### Instructions for the task:
Supply the number of lines in the listing below in which the word "features" occurs, and nothing else.

** Opening Data block **

PR #489, opened 2018-07-19
FIX replace if statement with assumptions by one without

### LINKED ISSUE #487: Liac-arff: Sparse ARFF / ARFF stored in same way
The following [line of code](https://github.com/openml/openml-python/blob/master/openml/datasets/dataset.py#L113) attempts to distinguish sparse arff from regular arff. 
(FFR, the openml-python code)
```
if isinstance(data['data'], tuple):
  X = data['data']
  X_shape = (max(X[1]) + 1, max(X[2]) + 1)
  X = scipy.sparse.coo_matrix((X[0], (X[1], X[2])), shape=X_shape, dtype=np.float32)
  X = X.tocsr()
elif isinstance(data['data'], list):
  X = np.array(data['data'], dtype=np.float32)
```

However, when executing the [following test](https://github.com/renatopp/liac-arff/blob/master/tests/test_loads.py) from the liac-arff reader, the sparse arff and regular arff are internally represented the same. 

Am I missing something or does this deprecate the line of code that checks for tuples, and stores them as csr matrices? 

@amueller relevant for sklearn openml loader

mfeurer:
#### Reference Issue
Fixes #487.

This PR replaces an if statement which assumes a specific return type from liac-arff with an if statement that is solely based on the specifics of a dataset.

Current unit tests.

### DIFF
--- a/openml/datasets/dataset.py
+++ b/openml/datasets/dataset.py
@@ -169,13 +169,13 @@ class OpenMLDataset(object):
                                    for name, type_ in data['attributes']]
                     attribute_names = [name for name, type_ in data['attributes']]
 
-                    if isinstance(data['data'], tuple):
+                    if format.lower() == 'sparse_arff':
                         X = data['data']
                         X_shape = (max(X[1]) + 1, max(X[2]) + 1)
                         X = scipy.sparse.coo_matrix(
                             (X[0], (X[1], X[2])), shape=X_shape, dtype=np.float32)
                         X = X.tocsr()
-                    elif isinstance(data['data'], list):
+                    elif format.lower() == 'arff':
                         X = np.array(data['data'], dtype=np.float32)
                     else:
                         raise Exception()


openml/datasets/dataset.py
```diff
@@ -169,13 +169,13 @@ def __init__(self, name, description, format, dataset_id=None,
                                    for name, type_ in data['attributes']]
                     attribute_names = [name for name, type_ in data['attributes']]
 
-                    if isinstance(data['data'], tuple):
+                    if format.lower() == 'sparse_arff':
```
janvanrijn: Is it formally defined that in case of 'dense' the format is stored as 'arff' and in case of spare the format is stored as 'sparse_arff'?

At least, I am not aware of this being tested. 

@joaquinvanschoren what do you think?

mfeurer: I thought that's what the field from OpenML is good for. Actually, the code is already depending on this (https://github.com/openml/openml-python/blob/781815ba036905e74c43f114f5d0e193435260d9/openml/datasets/dataset.py#L172).

PR #490, opened 2018-07-20
FIX store fold name in run

mfeurer:
This PR is required to make our benchmark study scripts run again. It should be tested by running the regular unit tests.

### DIFF
--- a/openml/runs/functions.py
+++ b/openml/runs/functions.py
@@ -123,8 +123,14 @@ def run_flow_on_task(flow, task, avoid_duplicate_runs=True, flow_tags=None,
     if not isinstance(flow.flow_id, int) or flow_id == False:
         _publish_flow_if_necessary(flow)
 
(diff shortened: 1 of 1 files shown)


openml/runs/functions.py
```diff
@@ -123,8 +123,14 @@ def run_flow_on_task(flow, task, avoid_duplicate_runs=True, flow_tags=None,
...
 
-    run = OpenMLRun(task_id=task.task_id, flow_id=flow.flow_id,
-                    dataset_id=dataset.dataset_id, model=flow.model, tags=tags)
+    run = OpenMLRun(
+        task_id=task.task_id,
+        flow_id=flow.flow_id,
+        dataset_id=dataset.dataset_id,
+        model=flow.model,
+        tags=tags,
+        flow_name=flow.name,
```
janvanrijn: This is the only difference, right?

mfeurer: Correct, the rest is just reformatting to make such changes look nicer in the future.

PR #502, opened 2018-08-09
Fix500

### LINKED ISSUE #500: Wrong check for publishing flow in run_flow_on_task
The following check will always be true if the function is called from `run_model_on_flow`:

```
if not isinstance(flow.flow_id, int) or flow_id == False:
    _publish_flow_if_necessary(flow)
```

yielding in an unnecessary function call to OpenML. I propose to swap it with:

```
if flow_id == False:
    _publish_flow_if_necessary(flow)
```

As flow id comes directly from the flow_exists function. I also propose to cross-check this against the flow id, as follows:
```
# in case the flow not exists, flow_id will be False (as returned by flow_exists)
    # also check whether there are no illegal flow.flow_id values (compared to result of
    # openml.flows.flow_exists)
    if flow_id is False:
        if flow.flow_id is not None:
            raise ValueError('flow.flow_id is not None, but the flow does not'
                             'exist on the server according to flow_exists')
        _publish_flow_if_necessary(flow)

    if not isinstance(flow.flow_id, int):
        if flow.flow_id != flow_id:
            # This should never happen, unless user made a flow-creation fault
            raise ValueError('Result flow_exists and flow.flow_id are not same. ')
```

janvanrijn:
Fixes #500

### DIFF
--- a/tests/test_runs/test_run_functions.py
+++ b/tests/test_runs/test_run_functions.py
@@ -754,6 +754,35 @@ class TestRun(TestBase):
         self.assertRaises(TypeError, openml.runs.run_model_on_task,
                           task=task, model=clf, avoid_duplicate_runs=False)
 
+    def test_run_with_illegal_flow_id(self):
+        # check the case where the user adds an illegal flow id to a non-existing flow
+        task = openml.tasks.get_task(1)
+        clf = DecisionTreeClassifier()
+        flow = sklearn_to_flow(clf)
+        flow, _ = self._add_sentinel_to_flow_name(flow, None)
+        flow.flow_id = -1
+
+        self.assertRaises(ValueError, openml.runs.run_flow_on_task,
+                          task=task, flow=flow, avoid_duplicate_runs=False)
+
+    def test_run_with_illegal_flow_id_1(self):
+        # check the case where the user adds an illegal flow id to an existing flow
+        # comes to a different value error than the previous test
+        task = openml.tasks.get_task(1)
+        clf = DecisionTreeClassifier()
+        flow_orig = sklearn_to_flow(clf)
+        try:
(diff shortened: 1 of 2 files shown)


janvanrijn:
The only error I see is the one due to the unicode dataset

tests/test_runs/test_run_functions.py
```diff
@@ -754,6 +754,35 @@ def test_run_with_classifiers_in_param_grid(self):
...
 
+    def test_run_with_illegal_flow_id(self):
+        # check the case where the user adds an illegal flow id to a non-existing flow
+        task = openml.tasks.get_task(1)
+        clf = DecisionTreeClassifier()
+        flow = sklearn_to_flow(clf)
+        flow, _ = self._add_sentinel_to_flow_name(flow, None)
+        flow.flow_id = -1
+
+        self.assertRaises(ValueError, openml.runs.run_flow_on_task,
```
mfeurer: Could you please make this a `self.assertRaisesRegex`? The function is quite complicated, so it would be good to make sure it fails exactly where we expect it to fail.

tests/test_runs/test_run_functions.py
```diff
@@ -754,6 +754,35 @@ def test_run_with_classifiers_in_param_grid(self):
...
+        try:
+            flow_orig.publish()  # ensures flow exist on server
+        except openml.exceptions.OpenMLServerException:
+            # flow already exists
+            pass
+        flow_new = sklearn_to_flow(clf)
+
+        flow_new.flow_id = -1
+
+        self.assertRaises(ValueError, openml.runs.run_flow_on_task,
```
mfeurer: Same here.

janvanrijn:
Good points, now they should be fine.

PR #508, opened 2018-08-28
Nominal values attribute fix

### LINKED ISSUE #507: Nominal features values
#### Description
The `nominal_values` field of a feature is left unpopulated, see [here](https://github.com/openml/openml-python/blob/7a612eaece2fd28315d99dda3e2393ada2f27478/openml/datasets/dataset.py#L84). The data seems to be available trough [REST](https://www.openml.org/api/v1/json/data/features/2?api_key=).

** Closing Data block **

### Your solution:
2